PR #3674, opened 2023-06-28
Always use ThingUid as the unique identifier for thing status metrics

### LINKED ISSUE #3672: [metrics] Duplicate values in Influx for same thing
I have installed the metrics service via .cfg file (FYI using only GUI does not seem to do anything, only once I created metrics.cfg on the backend did it start inserting values) However while setting up a Grafana Dashboard to monitor when a thing goes OFFLINE, I found loads of examples where the last value in the UID was defined by itself, but shows OFFLINE.

It would also be handy if there was a config to use Thing Label instead of UUID (substituting _ for spaces as I assume influx would not enjoy that..)

## Expected Behavior
time                     metric_type openhab_core_metric thing                                               value
2023-02-24T23:56:40.993Z gauge       true                sonos:Amp:RINCON_347E5C0D150501400                  3

## Current Behavior
time                     metric_type openhab_core_metric thing                                               value
2023-02-24T23:56:40.993Z gauge       true                sonos:Amp:RINCON_347E5C0D150501400                  3
2023-02-24T23:56:40.992Z gauge       true                RINCON_347E5C0D150501400                            4

## Your Environment
* Version used: 3.4.0
* Influx 1.8.2

scotthraban:
At bind time, ThingId was being used, but then ThingUid was being used when changes occured, causing multiple meters to be created for the same Thing, with the status always being 0 for the meter created at bind time.

This change uses the full ThingUid, for both binding and event processing, since ThingUid is the globally unique value.

Fixes #3672

In case it is useful, the original PR to add this code can be found here: https://github.com/openhab/openhab-core/pull/2133

### DIFF
--- a/bundles/org.openhab.core.io.monitor/src/main/java/org/openhab/core/io/monitor/internal/metrics/ThingStateMetric.java
+++ b/bundles/org.openhab.core.io.monitor/src/main/java/org/openhab/core/io/monitor/internal/metrics/ThingStateMetric.java
@@ -40,16 +40,18 @@ import io.micrometer.core.instrument.Tag;
 import io.micrometer.core.instrument.Tags;
 
 /**
- * The {@link ThingStateMetric} class implements a metric for the openHAB things states.
+ * The {@link ThingStateMetric} class implements a metric for the openHAB things
+ * states.
  *
  * @author Robert Bach - Initial contribution
+ * @author Scott Hraban - Create Meter using thingUid instead of thingId during
+ *         bind phase
  */
 @NonNullByDefault
 public class ThingStateMetric implements OpenhabCoreMeterBinder, EventSubscriber {
     private final Logger logger = LoggerFactory.getLogger(ThingStateMetric.class);
     public static final String METRIC_NAME = "openhab.thing.state";
     private static final String THING_TAG_NAME = "thing";
-    private static final String THINGSTATUS_TOPIC_PREFIX = "openhab/things/";
     private final ThingRegistry thingRegistry;
     private final Meter.Id commonMeterId;
     private final Map<Meter.Id, AtomicInteger> registeredMeters = new HashMap<>();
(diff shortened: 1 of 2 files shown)


bundles/org.openhab.core.io.monitor/src/main/java/org/openhab/core/io/monitor/internal/metrics/ThingStateMetric.java
```diff
@@ -70,7 +72,7 @@ public void bindTo(@NonNullByDefault({}) MeterRegistry meterRegistry) {
         logger.debug("ThingStateMetric is being bound...");
         this.meterRegistry = meterRegistry;
         thingRegistry.getAll().forEach(
-                thing -> createOrUpdateMetricForBundleState(thing.getUID().getId(), thing.getStatus().ordinal()));
+                thing -> createOrUpdateMetricForBundleState(thing.getUID().getAsString(), thing.getStatus().ordinal()));
```
scotthraban, line 75: The core of the change, using thingUid instead of thingId.

bundles/org.openhab.core.io.monitor/src/main/java/org/openhab/core/io/monitor/internal/metrics/ThingStateMetric.java
```diff
@@ -111,10 +113,13 @@ public Set<String> getSubscribedEventTypes() {
...
     @Override
     public void receive(Event event) {
-        logger.trace("Received ThingStatusInfo(Changed)Event...");
-        String thingId = event.getTopic().substring(THINGSTATUS_TOPIC_PREFIX.length(),
-                event.getTopic().lastIndexOf('/'));
-        ThingStatus status = gson.fromJson(event.getPayload(), ThingStatusInfo.class).getStatus();
-        createOrUpdateMetricForBundleState(thingId, status.ordinal());
+        if (event instanceof ThingStatusInfoEvent) {
+            logger.trace("Received ThingStatusInfo(Changed)Event...");
+            String thingUid = ((ThingStatusInfoEvent) event).getThingUID().getAsString();
```
scotthraban, line 118: A more direct way of getting at the thingUid, rather than parsing it as a string out of the event topic. Since we are only subscribing for events of this type, we are safe to cast to the event type, after checking that something horrible wrong did not happen of course.

J-N-K, line 118:
```suggestion
        if (event instanceof ThingStatusInfoEvent thingEvent) {
            logger.trace("Received ThingStatusInfo(Changed)Event...");
            String thingUid = thingEvent.getThingUID().getAsString();
```

J-N-K (changes requested):
Thanks! Just one small comment

scotthraban:
Thanks, that is awesome, learn something new everyday!

J-N-K (approved):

*Work order*.
Each and every entry needs to be repeated exactly.

*Reply to the exercise*.
PR #3674, opened 2023-06-28
Always use ThingUid as the unique identifier for thing status metrics

### LINKED ISSUE #3672: [metrics] Duplicate values in Influx for same thing
I have installed the metrics service via .cfg file (FYI using only GUI does not seem to do anything, only once I created metrics.cfg on the backend did it start inserting values) However while setting up a Grafana Dashboard to monitor when a thing goes OFFLINE, I found loads of examples where the last value in the UID was defined by itself, but shows OFFLINE.

It would also be handy if there was a config to use Thing Label instead of UUID (substituting _ for spaces as I assume influx would not enjoy that..)

## Expected Behavior
time                     metric_type openhab_core_metric thing                                               value
2023-02-24T23:56:40.993Z gauge       true                sonos:Amp:RINCON_347E5C0D150501400                  3

## Current Behavior
time                     metric_type openhab_core_metric thing                                               value
2023-02-24T23:56:40.993Z gauge       true                sonos:Amp:RINCON_347E5C0D150501400                  3
2023-02-24T23:56:40.992Z gauge       true                RINCON_347E5C0D150501400                            4

## Your Environment
* Version used: 3.4.0
* Influx 1.8.2

scotthraban:
At bind time, ThingId was being used, but then ThingUid was being used when changes occured, causing multiple meters to be created for the same Thing, with the status always being 0 for the meter created at bind time.

This change uses the full ThingUid, for both binding and event processing, since ThingUid is the globally unique value.

Fixes #3672

In case it is useful, the original PR to add this code can be found here: https://github.com/openhab/openhab-core/pull/2133

### DIFF
--- a/bundles/org.openhab.core.io.monitor/src/main/java/org/openhab/core/io/monitor/internal/metrics/ThingStateMetric.java
+++ b/bundles/org.openhab.core.io.monitor/src/main/java/org/openhab/core/io/monitor/internal/metrics/ThingStateMetric.java
@@ -40,16 +40,18 @@ import io.micrometer.core.instrument.Tag;
 import io.micrometer.core.instrument.Tags;
 
 /**
- * The {@link ThingStateMetric} class implements a metric for the openHAB things states.
+ * The {@link ThingStateMetric} class implements a metric for the openHAB things
+ * states.
  *
  * @author Robert Bach - Initial contribution
+ * @author Scott Hraban - Create Meter using thingUid instead of thingId during
+ *         bind phase
  */
 @NonNullByDefault
 public class ThingStateMetric implements OpenhabCoreMeterBinder, EventSubscriber {
     private final Logger logger = LoggerFactory.getLogger(ThingStateMetric.class);
     public static final String METRIC_NAME = "openhab.thing.state";
     private static final String THING_TAG_NAME = "thing";
-    private static final String THINGSTATUS_TOPIC_PREFIX = "openhab/things/";
     private final ThingRegistry thingRegistry;
     private final Meter.Id commonMeterId;
     private final Map<Meter.Id, AtomicInteger> registeredMeters = new HashMap<>();
(diff shortened: 1 of 2 files shown)


bundles/org.openhab.core.io.monitor/src/main/java/org/openhab/core/io/monitor/internal/metrics/ThingStateMetric.java
```diff
@@ -70,7 +72,7 @@ public void bindTo(@NonNullByDefault({}) MeterRegistry meterRegistry) {
         logger.debug("ThingStateMetric is being bound...");
         this.meterRegistry = meterRegistry;
         thingRegistry.getAll().forEach(
-                thing -> createOrUpdateMetricForBundleState(thing.getUID().getId(), thing.getStatus().ordinal()));
+                thing -> createOrUpdateMetricForBundleState(thing.getUID().getAsString(), thing.getStatus().ordinal()));
```
scotthraban, line 75: The core of the change, using thingUid instead of thingId.

bundles/org.openhab.core.io.monitor/src/main/java/org/openhab/core/io/monitor/internal/metrics/ThingStateMetric.java
```diff
@@ -111,10 +113,13 @@ public Set<String> getSubscribedEventTypes() {
...
     @Override
     public void receive(Event event) {
-        logger.trace("Received ThingStatusInfo(Changed)Event...");
-        String thingId = event.getTopic().substring(THINGSTATUS_TOPIC_PREFIX.length(),
-                event.getTopic().lastIndexOf('/'));
-        ThingStatus status = gson.fromJson(event.getPayload(), ThingStatusInfo.class).getStatus();
-        createOrUpdateMetricForBundleState(thingId, status.ordinal());
+        if (event instanceof ThingStatusInfoEvent) {
+            logger.trace("Received ThingStatusInfo(Changed)Event...");
+            String thingUid = ((ThingStatusInfoEvent) event).getThingUID().getAsString();
```
scotthraban, line 118: A more direct way of getting at the thingUid, rather than parsing it as a string out of the event topic. Since we are only subscribing for events of this type, we are safe to cast to the event type, after checking that something horrible wrong did not happen of course.

J-N-K, line 118:
```suggestion
        if (event instanceof ThingStatusInfoEvent thingEvent) {
            logger.trace("Received ThingStatusInfo(Changed)Event...");
            String thingUid = thingEvent.getThingUID().getAsString();
```

J-N-K (changes requested):
Thanks! Just one small comment

scotthraban:
Thanks, that is awesome, learn something new everyday!

J-N-K (approved):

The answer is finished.